* **Activity**: For each line of the data below that contains "logparams", return that line.

* **Exercise material**:
PR #67, opened 2017-09-19
Add metadata

cdebourcy:


app/models/sample.rb
```diff
@@ -23,7 +23,16 @@ def pipeline_command
     batch_command = "aws s3 cp #{IdSeqPipeline::S3_SCRIPT_LOC} .; chmod 755 #{script_name}; " \
                     "INPUT_BUCKET=#{sample_input_s3_path} " \
                     "OUTPUT_BUCKET=#{sample_output_s3_path} " \
-                    "DB_SAMPLE_ID=#{id} ./#{script_name}"
+                    "DB_SAMPLE_ID=#{id} " \
```
ryanking: why do these need to go to the pipeline?

cdebourcy: In case we want to use them later (e.g. if we want to use SAMPLE_HOST to inform filtering reference)

ryanking: makes sense.

once you resolve the conflicts with master we can approve this

PR #71, opened 2017-09-20
Add deuterostome filtering

cdebourcy:


aws_batch/pipeline.py
```diff
@@ -357,6 +357,40 @@ def generate_taxid_annotated_m8(input_m8, output_m8, accession2taxid_db):
...
     outf.close()
 
+def filter_deuterostomes_from_m8(input_m8, output_m8, deuterostome_file):
+    with open(deuterostome_file) as f:
+        content = f.readlines()
+    taxids_toremove = [x.strip("\n") for x in content]
+    output_f = open(output_m8, 'wb')
+    with open(input_m8, "rb") as input_f:
+        for line in input_f:
+            taxid = (line.split("taxid"))[1].split(":")[0]
```
yunfangjuan: I would add a comment with an example of an example line for m8.

aws_batch/pipeline.py
```diff
@@ -357,6 +357,40 @@ def generate_taxid_annotated_m8(input_m8, output_m8, accession2taxid_db):
...
+            if not taxid in taxids_toremove:
+                output_f.write(line)
+    output_f.close()
+
+def filter_taxids_from_fasta(input_fa, output_fa, annotation_prefix, accession2taxid_path, deuterostome_file):
+    with open(deuterostome_file) as f:
```
yunfangjuan: i would probably extract this out to a function since you repeat it twice,

aws_batch/pipeline.py
```diff
@@ -357,6 +357,40 @@ def generate_taxid_annotated_m8(input_m8, output_m8, accession2taxid_db):
...
+        content = f.readlines()
+    taxids_toremove = [x.strip("\n") for x in content]
+    accession2taxid_dict = shelve.open(accession2taxid_path)
+    input_f = open(input_fa, 'rb')
+    output_f = open(output_fa, 'wb')
+    sequence_name = input_f.readline()
+    sequence_data = input_f.readline()
+    while len(sequence_name) > 0 and len(sequence_data) > 0:
+        read_id = sequence_name.rstrip().lstrip('>')
+        accession_id = (read_id.split(annotation_prefix+":"))[1].split(":")[0] if read_id.startswith(annotation_prefix) else (read_id.split(":"+annotation_prefix+":"))[1].split(":")[0]
```
yunfangjuan: line too long. also i think more explanation will be desirable with an example annotated read_id

aws_batch/pipeline.py
```diff
@@ -457,88 +492,106 @@ def run_sample(sample_s3_input_path, sample_s3_output_path,
...
     # run_generate_taxid_annotated_fasta_from_m8
     run_generate_taxid_annotated_fasta_from_m8(sample_name,
-        result_dir + '/' + GSNAPL_OUT,
-        result_dir + '/' + EXTRACT_UNMAPPED_FROM_SAM_OUT3,
-        result_dir + '/' + FILTER_DEUTEROSTOME_FROM_TAXID_ANNOTATED_FASTA_OUT,
-        'NT',
-        result_dir, sample_s3_output_path, lazy_run=False)
- 
+                    result_dir + '/' + GSNAPL_OUT,
+                    result_dir + '/' + EXTRACT_UNMAPPED_FROM_SAM_OUT3,
```
yunfangjuan: indentation looks a bit off here.

aws_batch/pipeline.py
```diff
@@ -457,88 +492,106 @@ def run_sample(sample_s3_input_path, sample_s3_output_path,
...
-        result_dir + '/' + NT_TAXID_COUNTS_TO_JSON_OUT,
-        result_dir + '/' + NT_TAXID_COUNTS_TO_SPECIES_RPM_OUT,
-        result_dir + '/' + NT_TAXID_COUNTS_TO_GENUS_RPM_OUT,
-        taxid2info_s3_path, 'NT', db_sample_id,
-        sample_host, sample_location, sample_date, sample_tissue,
-        sample_template, sample_library, sample_sequencer, sample_notes,
-        result_dir, sample_s3_output_path, lazy_run=False)
- 
+                    result_dir + '/' + FILTER_DEUTEROSTOMES_FROM_NT_M8_OUT,
+                    fastq_file_1,
```
yunfangjuan: indentation doesn't look right.

aws_batch/pipeline.py
```diff
@@ -457,88 +492,106 @@ def run_sample(sample_s3_input_path, sample_s3_output_path,
...
+                    result_dir + '/' + NR_TAXID_COUNTS_TO_JSON_OUT,
+                    result_dir + '/' + NR_TAXID_COUNTS_TO_SPECIES_RPM_OUT,
+                    result_dir + '/' + NR_TAXID_COUNTS_TO_GENUS_RPM_OUT,
+                    taxid2info_s3_path, 'NR', db_sample_id,
+                    sample_host, sample_location, sample_date, sample_tissue,
+                    sample_template, sample_library, sample_sequencer, sample_notes,
+                    result_dir, sample_s3_output_path, lazy_run=False)
 
     run_combine_json_outputs(sample_name,
-        result_dir + '/' + NT_TAXID_COUNTS_TO_JSON_OUT,
```
yunfangjuan: indentation: either do 4 spaces or align the parameters.

aws_batch/pipeline.py
```diff
@@ -457,88 +492,106 @@ def run_sample(sample_s3_input_path, sample_s3_output_path,
...
-        result_dir + '/' + COMBINED_JSON_OUT,
-        result_dir, sample_s3_output_path, lazy_run=False)
+                    result_dir + '/' + NT_TAXID_COUNTS_TO_JSON_OUT,
+                    result_dir + '/' + NR_TAXID_COUNTS_TO_JSON_OUT,
+                    result_dir + '/' + COMBINED_JSON_OUT,
+                    result_dir, sample_s3_output_path, lazy_run=False)
 
 def run_star(sample_name, fastq_file_1, fastq_file_2, star_genome_s3_path,
              result_dir, scratch_dir, sample_s3_output_path, lazy_run):
     logger = logging.getLogger()
```
yunfangjuan: why did you strip out all the early return for the lazy run? It makes the code a lot harder to read. and it's the coding convention people follow a lot.  Also at some point we need to follow the 80-char length. This would make things really hard.

aws_batch/pipeline.py
```diff
@@ -90,6 +90,18 @@
 LOGS_OUT = 'log.txt'
 
 ### convenience functions
+def count_reads(file_name, file_type):
+    if file_type == "fastq_gz_paired":
+        return 2*sum(1 for line in gzip.open(file_name))
```
yunfangjuan: this is a very inefficient way of counting lines. basically you are creating a temporary array and sum them together. 
If the fastq file has millions of lines, you are using millions of bytes of memory just for this. 
I think you can just start with count=0 and count+=1 

Actually I will redo the function this way. 
count =0 
if file_name[-3:] == '.gz': 
  infile = gz.open(file_name)
else:
  infile = open(filename)

for line in inline:
  if file_type == 'fastq':
    count += 2./4
 elif file_type == 'fasta':
    count += 1
  elif file_type == 'fasta_paired':
    count += 2 if line.startswith(('>')
  else:
     count += 1 
infile.close()
 return count

aws_batch/pipeline.py
```diff
@@ -214,7 +226,7 @@ def generate_tax_counts_from_m8(m8_file, output_file):
     taxid_count_map = {}
     with open(m8_file, 'rb') as m8f:
         for line in m8f:
-            taxid = (line.split("taxid"))[1].split(":")[0]
+            taxid = (line.split("taxid"))[1].split(":")[0] # example line: "taxid9606:NB501961:14:HM7TLBGX2:1:12104:15431:7497/1  KY504764.1  100.0  150  0 [...]"
```
yunfangjuan: move example to a new line. 
keep it short like 
#"taxid9606:NB501961:14:HM7TLBGX2:1:12104:15431: ....

aws_batch/pipeline.py
```diff
@@ -357,6 +359,44 @@ def generate_taxid_annotated_m8(input_m8, output_m8, accession2taxid_db):
             outf.write(new_line)
     outf.close()
 
+def read_columnfile_into_list(file_name):
+    with open(file_name) as f:
+        content = f.readlines()
+    return [x.strip("\n") for x in content]
```
yunfangjuan: rstrip or strip? 
a simpler way would be 
return [x for x in f] 
directly. 

Can you also explain what's read_columnfile_into_list? it's not immediately obvious

aws_batch/pipeline.py
```diff
@@ -357,6 +359,44 @@ def generate_taxid_annotated_m8(input_m8, output_m8, accession2taxid_db):
...
+
+def filter_deuterostomes_from_m8(input_m8, output_m8, deuterostome_file):
+    taxids_toremove = read_columnfile_into_list(deuterostome_file)
```
yunfangjuan: i will just call the function name read_file_into_list?

aws_batch/pipeline.py
```diff
@@ -357,6 +359,44 @@ def generate_taxid_annotated_m8(input_m8, output_m8, accession2taxid_db):
...
+    output_f = open(output_m8, 'wb')
+    with open(input_m8, "rb") as input_f:
+        for line in input_f:
+            taxid = (line.split("taxid"))[1].split(":")[0] # example line: "taxid9606:NB501961:14:HM7TLBGX2:1:12104:15431:7497/1  KY504764.1  100.0  150  0 [...]"
```
yunfangjuan: example line change.

aws_batch/pipeline.py
```diff
@@ -387,27 +427,49 @@ def filter(self, record):
...
+        records_after = count_reads(logparams["after_file_name"], logparams["after_file_type"])
+        percent_removed = (100.0 * (records_before - records_after)) / records_before
+        if "paired" in logparams["before_file_type"] and "paired" in logparams["after_file_type"]:
+            record_description = "read-pairs"
+        else:
+            record_description = "reads"
+        logger.info("%s %% of %s dropped out, %s %s remaining" % (str(percent_removed), record_description,
+                                                                  str(records_after), record_description))
+    # copy log file
+    execute_command("aws s3 cp %s/%s %s/;" % (logparams["result_dir"], LOGS_OUT, logparams["sample_s3_output_path"]))
```
yunfangjuan: Isn't this a lot cleaner? 
Also I would suggest create a different log.txt for each batch job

* **Output of the task**:
+        records_after = count_reads(logparams["after_file_name"], logparams["after_file_type"])
+        if "paired" in logparams["before_file_type"] and "paired" in logparams["after_file_type"]:
+    execute_command("aws s3 cp %s/%s %s/;" % (logparams["result_dir"], LOGS_OUT, logparams["sample_s3_output_path"]))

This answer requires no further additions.